Increased money for the Football Association and grassroots causes, too, is an obvious upside. It is also unavoidably the case that, at a time of chronic need, at least we have an idea to inspect, and the various other competing interests near the game’s top table have not yet come up with one.

So thrash it out, then, if that is remotely possible. The only problem is time, which those at Carlisle’s end don’t particularly have.

If this thing doesn’t fly, if it’s gunned down – as well it might be – what next? It won’t stop the clock ticking down to what United’s EFL man John Nixon has described as “Armageddon”, scheduled to start at some stage next month.

Civil war, which already appears in full swing, is not what clubs ransacked by Covid-19 need. Some of those at the peak may be able to afford a period of politicking and arm-wrestling; League Two clubs deprived of fans for months cannot.

This needs to focus minds and it is hoped Rick Parry, the EFL chairman, has at least some eggs left for different baskets in the coming days.

One thing we do know from what he has hatched with Liverpool and Manchester United is that – wouldn’t you know it! – the £250m is there after all.

The sum required by the EFL to save their clubs from being obliterated by coronavirus: it’s part of Parry’s package, there in black and white. If it’s whipped away now, we will certainly know how conditional the elite’s support truly is.

We will know the true price of saving a structure which, we are invited to believe, keeps the Glazers awake at night.

One has to try not to let cynicism smother every aspect of this. But it’s hard. Here’s the thing: if those with the most muscle in English football really cared about its foundations, there have been ample opportunities to show it long before now.

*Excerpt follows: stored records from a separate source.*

Issue #3801, opened 2026-07-28
Graceful stop establishes no happens-before edge: lost server shutdown (nil-check-as-started) + cron Stop() without job join


akshat-kumar-singhal:
Follow-up from the review on #3800. Two lifecycle bugs share one shape: **a "stop" that establishes no happens-before edge with the thing it is stopping.** #3800 fixes the memory-safety half (the `-race`-visible data race on `srv`); these two ordering bugs remain and are *not* visible to `-race`.

## 1. Lost shutdown: `srv == nil` doubles as "not started yet"

`run.go` starts the shutdown handler before the servers:

```go
a.startShutdownHandler(ctx, timeout)   // parks on <-ctx.Done()
a.startTelemetryIfEnabled()
a.startAllServers(ctx)                 // servers assign srv in here
```

A termination signal arriving in that window is observed by a `Shutdown()` that sees `srv == nil`, reports success, and returns — then `run()` brings the listener up and serves forever:

```
 t0  SIGTERM arrives
 t1  shutdown g:  Shutdown() -> lock -> srv == nil -> unlock -> return nil  ("nothing to stop")
 t2  serve g:     s.srv = srv
 t3               srv.ListenAndServe()   <== serves forever
 t4  wg.Wait() never returns -> process hangs until SIGKILL
```

Reproduced on the #3800 branch: shutdown returns `nil`, then the listener comes up and stays up. In practice this is a SIGTERM landing right after start (crashloop, fast rollout, failed readiness) where the pod ignores graceful shutdown and hangs until SIGKILL.

Root cause: `srv` is both the server handle and the "has it started?" flag; a nil check carries no happens-before edge, so a mutex fixes the read/write hazard (#3800) but not the ordering. Applies to `httpServer`, `metricServer`, `mcpServer`.

**Fix direction:** a per-server `started chan struct{}` (or a lifecycle state) that `Shutdown` waits on — turning "not started yet" into "wait until started (or until start is known not to happen), then stop" instead of "nothing to do". Must also handle the case where the server errors out before assigning `srv` (cert validation failure, blocked port) so `Shutdown` cannot block forever.

## 2. Cron `Stop()` does not join in-flight jobs (and ignores the shutdown context)

```go
func (c *Crontab) Stop() {
	c.once.Do(func() {
		c.ticker.Stop()
		close(c.done)
	})
}
```

[...]

PR #3815, opened 2026-07-31
fix(cron): join in-flight jobs on Stop and skip jobs with no logger

### LINKED ISSUE #3799: Flaky unit tests: TestCronTab_AddJob panics in goroutine after completion; FileTokenAuth refresh-log tests are time-dependent

### LINKED ISSUE #3813: Flaky tests on go1.26: cron goroutine nil-logger panic + Test_SQLRetryConnectionInfoLog mock ordering
## Summary

Two unit tests fail intermittently — observed on the `PKG Unit Testing (v1.26)` matrix leg while `v1.24`/`v1.25` passed on the same commit. Both pass reliably when run in isolation locally, so they are flaky rather than broken. Surfaced in CI for #3807 (whose own changes are unrelated — its health tests all passed in the same run).

## 1. Panic: cron background goroutine logs after teardown (`pkg/gofr`)

```
[signal SIGSEGV: segmentation violation code=0x1 addr=0x0]
gofr.dev/pkg/gofr/logging.(*ContextLogger).Infof(...)  pkg/gofr/logging/ctx_logger.go:72
gofr.dev/pkg/gofr.(*job).run(...)                       pkg/gofr/cron.go:120
created by gofr.dev/pkg/gofr.(*Crontab).runScheduled    pkg/gofr/cron.go:107
```

A scheduled cron `job.run` fires from a background goroutine and calls `Infof` on a logger that is already nil after the owning test tore its container/app down. It's a lifecycle race between `Crontab.runScheduled` and test cleanup, so it only trips under certain scheduling/timing. Related de-flaking has already been done in 24198290 ("de-flake cron/file-token unit tests"); this path still leaks.

Likely fix: guard `job.run` against a nil logger/container, and/or ensure `runScheduled` goroutines are stopped and joined during shutdown before the logger is cleared.

## 2. `Test_SQLRetryConnectionInfoLog` — order-sensitive mock (`datasource/sql`)

```
Got:  app_sql_open_connections (string)
Want: app_sql_inUse_connections (string)
missing call(s) to *sql.MockMetrics.SetGauge(app_sql_open_connections, 0)
missing call(s) to *sql.MockMetrics.SetGauge(app_sql_inUse_connections, 0)
aborting test due to missing call(s)   pkg/gofr/datasource/sql/sql_test.go:369-370
```

The test sets ordered gomock expectations on the two `SetGauge` gauge names, but the production code emits them in a non-deterministic order, so the mock controller occasionally sees them swapped and reports missing calls.

Likely fix: make the two `SetGauge` expectations order-independent (drop the implicit ordering / use `.AnyTimes()`-style matchers or an unordered group) rather than pinning a sequence the code doesn't guarantee.

## Repro

Not reliably reproducible in isolation; observed under the full `go test ./pkg/gofr/...` run on Go 1.26 in CI. Re-running the job clears it.

akshat-kumar-singhal:
**Description:**

Fixes #3813. Also closes #3799 and the cron half of #3801. #3801 should stay open for the server half.

**What this actually fixes is data loss during shutdown, not just a flaky test.** `App.Shutdown` stops cron and *then* closes the datasources:

```go
a.cron.stop(...)       // before this change: returned as soon as the ticker halted
...
a.container.Close()    // closes SQL, Redis, pub/sub
```

Because `Stop()` returned without joining, a job still mid-work when `Shutdown` was called kept running against datasources that were being torn down underneath it — its next query fails with `sql: database is closed`, a half-written batch loses its remaining work, and the error lands after the log file is closed too. Confirmed in review against a real app on MySQL: on `development` `Shutdown` returned in 0s and the job's next query errored; with this change `Shutdown` waited 110ms and the query returned `<nil>`.

The nil-logger crash likewise is not test-only: calling `job.run` with a logger-less container panics `SIGSEGV` in `logging.(*ContextLogger).Infof` and takes the process down. The minute-boundary timing is only what made CI hit it intermittently.

#3799 reports a different symptom from the same leak: `TestCronTab_AddJob`'s unstopped `Crontab` crosses a minute boundary and its job goroutine calls the metrics mock after the test finished, so gomock raises `Fatalf` on a completed test's controller. The `Stop()` join added here is what closes that window — the `AnyTimes()` expectations merged in 24198290 (#3800) only masked it. #3799's other half (the `FileTokenAuth` refresh-log tests) already landed in that same commit, so this PR completes it.

Two unit tests failed intermittently on the `PKG Unit Testing (v1.26)` CI leg while `v1.24`/`v1.25` passed on the same commit. Both are the same shape: **a background goroutine outliving the test that owns the state it touches.**

**1. `pkg/gofr` — SIGSEGV in the cron job goroutine**

```
logging.(*ContextLogger).Infof  ->  gofr.(*job).run  <-  created by gofr.(*Crontab).runScheduled
```

`Test_AddCronJob_Success` builds `App{container: &container.Container{}}` — **no logger** — registers a `"* * * * *"` job, and never stops the scheduler. `NewCron`'s ticker goroutine therefore runs for the rest of the test binary; at second 0 of the next minute it dispatches `go j.run(container)`, which builds a `ContextLogger` over a nil base and segfaults in `Infof`. Whether the binary is still alive at a minute boundary is the entire timing dependence.

`Stop()` could not have prevented this either: it halted the ticker but did **not** join job goroutines an earlier tick had already dispatched (`go j.run(...)`, no `WaitGroup`) — the gap already noted in a `cron_test.go` comment pointing at #3801.

**2. `datasource/sql` — `Test_SQLRetryConnectionInfoLog`**

```
missing call(s) to *sql.MockMetrics.SetGauge(app_sql_open_connections, 0)
missing call(s) to *sql.MockMetrics.SetGauge(app_sql_inUse_connections, 0)
```

Not an ordering problem, despite the issue's initial read — `pushDBMetrics` emits the two gauges in a fixed order. It is count and timing: the expectations sat at gomock's default `Times(1)` while the goroutine re-emits both every 10s and the DB was never closed, and the test waited a fixed `100ms`. On a loaded runner nothing had been emitted by the time the controller finished.

**Changes**

Framework (`pkg/gofr/cron.go`, `pkg/gofr/gofr.go`):

- `Crontab` tracks dispatched jobs in a `sync.WaitGroup` and sets a `stopped` flag under the existing mutex, so `Stop` halts the ticker **and** joins in-flight jobs, and a tick racing `Stop` cannot dispatch after the join begins.
- `App.Shutdown` joins through an unexported `stop(abort <-chan struct{})` fed by `ctx.Done()`, so a long-running user job cannot hold shutdown open past the caller's own deadline. Public `Stop()` passes `nil` and waits indefinitely — that is the standalone/test contract. `stop` takes a channel rather than a `context.Context` to avoid growing the cron API a context parameter it has no other use for.
- `job.run` returns early when the container or its logger is nil, so a detached job goroutine can never nil-panic the process.

Guarding in `job.run` rather than in `logging.NewContextLogger` is deliberate: making `ContextLogger` tolerate a nil base would kill this class of panic framework-wide, but it would also silently swallow logs for every misconfigured container and mask the underlying wiring bug. The nil case is real only for detached background goroutines, so the guard sits where the detachment happens.

Tests:

- Both `AddCronJob` tests stop their scheduler; the success case gets a real logger.
- `Test_SQLRetryConnectionInfoLog` waits on a logger that signals when the retry line is actually written (no sleep), closes the DB via `t.Cleanup` so nothing touches the controller after the test, and relaxes the gauge expectations to `AnyTimes()` — they are incidental to what this test asserts.
- New `TestCrontab_Stop_JoinsInFlightJobs`: `Stop` blocks until a running job returns, and a post-`Stop` tick dispatches nothing. Both halves are asserted by counting runs in an `atomic.Int64` — the second `Stop` joins whatever the post-`Stop` tick dispatched, so the count is read after any such job has returned. Verified by mutation: removing the `stopped` check in `runScheduled` fails this test `1 != 2`. (An earlier revision only *called* `runScheduled`/`Stop` with a comment and no assertion, which the re-dispatched job's own `recover()` swallowed.)
- New `TestCronTab_runScheduled_NilLoggerAndContainer`: a nil / logger-less container is skipped rather than fatal.

`Crontab.Stop()` now blocks until in-flight cron jobs return, where previously it returned as soon as the ticker was stopped. That is the point of the fix — an unjoined job keeps logging and recording metrics against a container the caller is tearing down — but it is a visible behaviour change for anyone calling `Stop()` directly with a long-running job.

Application shutdown is not exposed to that: `App.Shutdown` passes its own `ctx.Done()` as the abort channel, so the join is capped at the caller's existing deadline and a slow job cannot extend shutdown.

No API signature changes; `Stop()` keeps its zero-argument form.

**Additional Information:**

No new dependencies.

Verification:

- `go build ./...` clean; `go vet` clean on both packages.
- `go test ./pkg/gofr/ ./pkg/gofr/datasource/sql/` passes; 5 consecutive runs of `pkg/gofr` green.
- `golangci-lint` reports no new findings from the changed files — the hits that remain in them all reproduce on `development`.

Two pre-existing failures confirmed unrelated, by stashing the change and re-running on clean `development`:

- `TestGRPC_ServerShutdown_ContextCanceled` races under `-race` (pre-existing `g.server` race in `grpc.go`).
- `go test ./pkg/gofr/ -count=3` fatals on the fixed metrics port 2121.

**Checklist:**

### DIFF
--- a/docs/guides/graceful-shutdown/page.md
+++ b/docs/guides/graceful-shutdown/page.md
@@ -9,7 +9,7 @@ nextjs:
 # Graceful Shutdown
 
 {% answer %}
-GoFr listens for `SIGINT` and `SIGTERM` and, on either signal, runs `App.Shutdown` which calls `Shutdown` on the HTTP, gRPC, and metrics servers and `Close` on the container's datasource connections. The shutdown is bounded by `SHUTDOWN_GRACE_PERIOD` (default `30s`); if it expires the process exits with whatever connections remain. Pair this with Kubernetes' `terminationGracePeriodSeconds` and a small `preStop` sleep to avoid losing in-flight requests during rolling restarts.
+GoFr listens for `SIGINT` and `SIGTERM` and, on either signal, runs `App.Shutdown` which calls `Shutdown` on the HTTP, gRPC, and metrics servers, stops the cron scheduler and waits for jobs already running, then calls `Close` on the container's datasource connections. The shutdown is bounded by `SHUTDOWN_GRACE_PERIOD` (default `30s`); if it expires the process exits with whatever connections remain. Pair this with Kubernetes' `terminationGracePeriodSeconds` and a small `preStop` sleep to avoid losing in-flight requests during rolling restarts.
 {% /answer %}
 
 ## When to use
@@ -24,15 +24,17 @@ Every production GoFr deployment on Kubernetes should be configured for graceful
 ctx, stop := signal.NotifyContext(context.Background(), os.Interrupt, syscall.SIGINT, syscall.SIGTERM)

They could have lobbied against invading the EFL Trophy with their stockpiled Under-21s, for one thing. They could have turned down the other great power snatch known as the Elite Player Performance Plan.

They could have stopped taking, and taking, and taking.

They didn’t then and they won’t now, once this seemingly helpful set of ideas is set down in statute.

Each stakeholder in the game needs, in the coming days, to decide whether the immediate, urgent pros are worth the long-term cons. As ever, the pressure of the moment will undoubtedly make some sign up.

At the very least they must do so with noses held, ears pricked and eyes wide open.